Preheat your Traeger or oven to 350 degrees F.
For the Buffalo sauce:
Sauté butter, jalapeno, and garlic for about 2 minutes. Stir in the hot sauce, chicken broth, lime juice and bring to a simmer and reduce by 1/2. Season with salt and pepper.
For the dry rub: Combine the smoked paprika, cayenne, onion salt, salt and pepper in a small bowl. Shred rotisserie chicken and sprinkle rub throughout the chicken.
Add 1/2 of buffalo sauce to chicken. Let sit or put in oven to warm through.
For the blue cheese topping: Add milk and 1/2 cup of the blue cheese in a sauce pan.
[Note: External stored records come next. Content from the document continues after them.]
Issue #2298, opened 2025-08-28
Paginated query with `count: true` should skip the count query if the non-count query was skipped due to policy


drtheuns:
### Code of Conduct

- [x] I agree to follow this project's Code of Conduct

### AI Policy

- [x] I agree to follow this project's AI Policy, or I agree that AI was not used while creating this issue.

### Versions

Given a query such as:

```
query = Ash.Query.page(query, limit: x, offset: y, count: true)
Ash.read(query)
```

Then if the query is cancelled due to a policy issue, then the count query should also be skipped:

### Operating system

Linux

### Current Behavior

```
[debug] App.Accounts.User.read: skipped query run due to filter being false"

[debug] QUERY OK source="users" db=0.4ms queue=15.4ms idle=1335.0ms
SELECT coalesce(count(*), $1::bigint)::bigint FROM "users" AS u0 WHERE (FALSE) [0]
```

### Expected Behavior

If the normal query is skipped, then the count query is also skipped.

zachdaniel:
Thanks for the issue, PRs welcome to fix!

StephanH90:
This issue can be closed.

PR #2303, opened 2025-08-30
skip count of records when paginating if filter evaluates to false

rtorresware:
# Contributor checklist

- [ ] Chores
- [ ] Documentation changes
- [ ] Refactoring
- [ ] Update dependencies

I was not able to test that the count query was not made. I tried: 
- shutting down the ETS layer: action fails due to table not found
- checking telemetry events for read: no changes between code with fix / without fix in the read events
- capture logs: debug events are not logged because of global logger settings.

### DIFF
--- a/lib/ash/actions/read/read.ex
+++ b/lib/ash/actions/read/read.ex
@@ -3376,6 +3376,15 @@ defmodule Ash.Actions.Read do
            (page[:count] != false and action.pagination.countable == :by_default))
 
     cond do
+      query.filter && query.filter.expression == false ->
+        result = if needs_count?, do: 0, else: nil
+
+        if return? do
+          {:ok, {:ok, result}}
+        else
+          {:ok, fn -> {:ok, result} end}
+        end
+
       Map.has_key?(query.context, :accessing_from) and needs_count? ->
         if return? do
           # Relationship count is fetched by the parent using aggregates, just return nil here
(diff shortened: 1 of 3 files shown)


rtorresware:
solves https://github.com/ash-project/ash/issues/2298

lib/ash/actions/read/read.ex
```diff
@@ -3376,6 +3376,17 @@ defmodule Ash.Actions.Read do
            (page[:count] != false and action.pagination.countable == :by_default))
 
     cond do
+      query.filter && query.filter.expression == false ->
+        Logger.debug("""
+        #{inspect(query.resource)}.#{query.action.name}: skipped count query run due to filter being false"
+        """)
+
+        if return? do
+          {:ok, {:ok, nil}}
```
zachdaniel: if `needs_count?` then this should return `0`, and `nil` otherwise.

lib/ash/actions/read/read.ex
```diff
@@ -3376,6 +3376,19 @@ defmodule Ash.Actions.Read do
            (page[:count] != false and action.pagination.countable == :by_default))
 
     cond do
+      query.filter && query.filter.expression == false ->
+        Logger.debug("""
```
zachdaniel: Since we log the main query being skipped, no need to log here also.

zachdaniel:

Allow the cheese to melt into the milk, then transfer the mixture to a bowl along with the remaining blue cheese and the mayonnaise, sour cream, and green onion.
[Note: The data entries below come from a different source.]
PR #2305, opened 2025-09-01
fix: add default values to manual action changesets

Torkan:
Ensure that changesets for manual update actions get default values applied before handing up to manual update module's `update/3`

- [ ] Chores
- [ ] Documentation changes
- [ ] Refactoring
- [ ] Update dependencies

### DIFF
--- a/lib/ash/actions/update/update.ex
+++ b/lib/ash/actions/update/update.ex
@@ -480,12 +480,8 @@ defmodule Ash.Actions.Update do
                     if result = changeset.context[:private][:action_result] do
                       result
                     else
-                      if Enum.empty?(changeset.attributes) &&
-                           Ash.DataLayer.data_layer_can?(changeset.resource, :atomic_update) do
-                        Ash.Changeset.atomic_defaults(changeset)
-                      else
-                        Ash.Changeset.set_defaults(changeset, :update, true)
-                      end
+                      changeset
+                      |> Ash.Changeset.set_defaults(:update, true)
                       |> mod.update(
                         action_opts,
                         %Ash.Resource.ManualUpdate.Context{
--- a/lib/ash/actions/update/update.ex
+++ b/lib/ash/actions/update/update.ex
@@ -480,8 +480,13 @@ defmodule Ash.Actions.Update do
                     if result = changeset.context[:private][:action_result] do
                       result
                     else
-                      mod.update(
-                        changeset,
+                      if Enum.empty?(changeset.attributes) &&
+                           Ash.DataLayer.data_layer_can?(changeset.resource, :atomic_update) do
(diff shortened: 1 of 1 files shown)


lib/ash/actions/update/update.ex
```diff
@@ -480,8 +480,13 @@ defmodule Ash.Actions.Update do
                     if result = changeset.context[:private][:action_result] do
                       result
                     else
-                      mod.update(
-                        changeset,
+                      if Enum.empty?(changeset.attributes) &&
+                           Ash.DataLayer.data_layer_can?(changeset.resource, :atomic_update) do
```
zachdaniel: The assumption in this logic branch is currently that the update is not atomic, so I think we only need the set_defaults logic.

Torkan: Hm, are you sure?

The match pattern above does a check against the `can_atomic_update?` value, but not this one.

Also, the same pattern is used below in the else branch (if it's not a manual action).

zachdaniel: Right, it makes sense to do that if its not a manual action, but not if it is. Which match pattern above are you referring to?

Torkan: I was referring to this:

```
fn
          %{atomics: atomics} when atomics != [] and not can_atomic_update? ->
            {:error,
             Ash.Error.Invalid.AtomicsNotSupported.exception(
               resource: changeset.resource,
               action_type: :update
             )}
```

Since there are no later checks using `can_atomic_update?`, I assumed it meant that "from here on out atomics are supported" 😅 

But okay, I assume you are saying that that condition can't ever occur for manual update actions then, which is good enough for me 😄

Torkan: Slightly unrelated, but worth double-checking:

Currently we have:
```
can_atomic_update? =
      Ash.DataLayer.data_layer_can?(changeset.resource, {:atomic, :update})
```

And further down when handling regular update actions:

```
changeset =
                          if Enum.empty?(changeset.attributes) &&
                               Ash.DataLayer.data_layer_can?(changeset.resource, :atomic_update) do
                            Ash.Changeset.atomic_defaults(changeset)
                          else
                            Ash.Changeset.set_defaults(changeset, :update, true)
                          end
```

Is `:atomic_update` an actual thing, or is it a typo?
I couldn't find any reference to it in `ash_postgres` for example, I could only find references to `{:atomic, :update}`

zachdaniel: 😓 ah, yeah so one is "can you support setting fields atomically" and the other is "can you support fully atomic atomic updates".

zachdaniel (approved):

PR #2310, opened 2025-09-08
Runtime upsert_fields option is not passed to data layer in certain cases

jlgeering:
following up on https://elixirforum.com/t/anybody-working-on-or-interested-in-ash-mongo-ash-datalayer-for-mongodb/72189/4

when creating a resource directly without creating a changeset first, upsert_fields is not passed to the datalayer:  (new test case in commit 72b161d)

```
Ash.create!(
  Post,
  %{
   title: "foo",
   contents: "test"
  },
  upsert?: true,
  upsert_identity: :unique_title,
  upsert_fields: [:contents] # this gets lost
)
```

the fix in commit c7e6376 is my best guess on how to fix it (and all tests pass) but:
- I am not 100% confident that this is the right place or way to do it
- there might be a different helper that I haven't seen that should be called

=> i.e. I understand what I am doing, but not why upsert_fields need to be in the changeset, when they are already in the opts
=> I would appreciate a review here.

Next, I have updated an existing test to make the behaviour of "reverts to default" for fields missing in the changeset more explicit. I can remove that if not appropriate.

Finally, I have a doubt about `upsert?: true` in

```
# lib/ash/actions/create/create.ex 133:140
    changeset =
      Ash.Changeset.set_context(changeset, %{
        private: %{
          upsert?: true,
          upsert_identity: upsert_identity,
          upsert_fields: upsert_fields
        }
      })
```

I have tried to remove it, set it to false, or to `upsert?: opts[:upsert?]` (which my instincts tell me it should be) and all tests still pass. I have not yet been able to write a failing test case.

=> not sure what to do ... maybe that should be a separate issue?

# Contributor checklist

- [ ] Chores
- [ ] Documentation changes
- [ ] Refactoring
- [ ] Update dependencies

### DIFF
--- a/lib/ash/actions/create/create.ex
+++ b/lib/ash/actions/create/create.ex
@@ -111,6 +111,13 @@ defmodule Ash.Actions.Create do
         opts[:upsert_identity] || get_in(changeset.context, [:private, :upsert_identity])
       end
 
+    upsert_fields =
+      Ash.Changeset.expand_upsert_fields(
+        opts[:upsert_fields] || get_in(changeset.context, [:private, :upsert_fields]) ||
+          action.upsert_fields,
+        changeset.resource
+      )
+
     opts =
       if get_in(changeset.context, [:private, :return_skipped_upsert?]) do
         Keyword.put(opts, :return_skipped_upsert?, true)
@@ -123,7 +130,11 @@ defmodule Ash.Actions.Create do
 
     changeset =
       Ash.Changeset.set_context(changeset, %{
-        private: %{upsert?: true, upsert_identity: upsert_identity}
+        private: %{
+          upsert?: true,
+          upsert_identity: upsert_identity,
+          upsert_fields: upsert_fields
+        }
       })
 
     with %{valid?: true} = changeset <- changeset(changeset, domain, action, opts),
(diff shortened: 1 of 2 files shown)


jlgeering:
I do not understand the failed ci check (file not formatted) => I do not see the line it is complaining about

zachdaniel:
Its a line you didn't touch, I pushed some code without formatting recently 🥶.

lib/ash/actions/create/create.ex
```diff
@@ -111,6 +111,15 @@ defmodule Ash.Actions.Create do
         opts[:upsert_identity] || get_in(changeset.context, [:private, :upsert_identity])
       end
 
+    upsert_fields =
+      if opts[:upsert?] do
```
zachdaniel: I don't think we need the conditional do we? Should just be able to always use:

```elixir
opts[:upsert_fields] || get_in(changeset.context, [:private, :upsert_fields]) ||
  action.upsert_fields
```

jlgeering: ok, seems reasonable. I changed it, tests still pass. (will push)

zachdaniel:

PR #2311, opened 2025-09-08
fix(nif rustler_precompiled): update targets to ubuntu-22.04 and extend release list to prevent stuck builds

shahryarjb:
After researching I found some targets like `ubuntu-20.04` has problem and i think kinda deprecated and some another release are not in our list
 
- Based on https://github.com/tessi/wasmex/blob/main/.github/workflows/release.yml

I tested the list inside my test repo and works! and I hope fixes the IgniterJs build

Thank you in advance


zachdaniel:

PR #2312, opened 2025-09-08
build(ci): remove unnecessary targets from `rustler_precompiled` release

shahryarjb:
I removed some **unnecessary** targets for `rustler_precompiled`
Since the Rust part is currently only used within the Elixir library, these targets are unnecessary. Removing them reduces resource usage, and fixing their related errors would require significant changes across multiple parts of the codebase.

Thank you in advance


zachdaniel:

To assemble: In a large roasting pan, spread out half of the pita chips in an even layer. Top with half of the shredded chicken, half of the remaining Buffalo sauce, half of the blue cheese topping and 1/2 cup of the shredded mozzarella. Repeat, ending with a generous helping of the shredded mozzarella. Place the roasting pan on the center rack of the oven or Traeger and bake until the cheese has melted about 10-15 minutes. Remove from oven and sprinkle the nachos with the celery and carrots.